- _Exercise_:
Give every line of the listing word for word, beginning at the first and including the line with "Remove local recipe" as the last.

- _Record excerpts_:

PR #534, opened 2019-07-02
Ci/gitlab core image minimal

lbonn:
Looks like we have what we need right now.

It also works with other branches than master: https://github.com/advancedtelematic/meta-updater/pull/535, but we'll have to synchronize pipeline definitions and scripts there.


lbonn:
Closed in favor of #537

PR #535, opened 2019-07-03
CI on rocko

lbonn:


lbonn:
I've used another way: include pipelines and test scripts from the master branch so that we don't have to back-port every ci enhancements to all release branches.

lbonn:
Passes oe-selftest ;). CI has been re-triggered by mistake, looking into that...

lbonn:
> Cool! Officially, this should get QA'd, although it actually doesn't affect anything except tests and CI.

There are changes to `envsetup.sh` and the qemu run scripts, so maybe it's still worth checking that an image can be built and run.

Raigi:
> > Cool! Officially, this should get QA'd, although it actually doesn't affect anything except tests and CI.
> 
> There are changes to `envsetup.sh` and the qemu run scripts, so maybe it's still worth checking that an image can be built and run.
> 
> No need to run oe-selftest obviously, though.

Ran bitbake for qemu, which was successful + device was created and provisioned successfully on server.

PR #536, opened 2019-07-04
Use libp11 from meta-oe upstream

ricardosalveti:
Remove local recipe (older than the one in meta-oe) and fix the missing opensc dependency (pkcs11-tool) by making it part of the softhsm-testoken rdepends.

libp11 itself shouldn't rdepend on opensc as it can be used without it.


patrickvacek:
Nice, this looks good. I'm testing it now.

- _Answer to this problem_:
PR #534, opened 2019-07-02
Ci/gitlab core image minimal

lbonn:
Looks like we have what we need right now.

It also works with other branches than master: https://github.com/advancedtelematic/meta-updater/pull/535, but we'll have to synchronize pipeline definitions and scripts there.


lbonn:
Closed in favor of #537

PR #535, opened 2019-07-03
CI on rocko

lbonn:


lbonn:
I've used another way: include pipelines and test scripts from the master branch so that we don't have to back-port every ci enhancements to all release branches.

lbonn:
Passes oe-selftest ;). CI has been re-triggered by mistake, looking into that...

lbonn:
> Cool! Officially, this should get QA'd, although it actually doesn't affect anything except tests and CI.

There are changes to `envsetup.sh` and the qemu run scripts, so maybe it's still worth checking that an image can be built and run.

Raigi:
> > Cool! Officially, this should get QA'd, although it actually doesn't affect anything except tests and CI.
> 
> There are changes to `envsetup.sh` and the qemu run scripts, so maybe it's still worth checking that an image can be built and run.
> 
> No need to run oe-selftest obviously, though.

Ran bitbake for qemu, which was successful + device was created and provisioned successfully on server.

PR #536, opened 2019-07-04
Use libp11 from meta-oe upstream

ricardosalveti:
Remove local recipe (older than the one in meta-oe) and fix the missing opensc dependency (pkcs11-tool) by making it part of the softhsm-testoken rdepends.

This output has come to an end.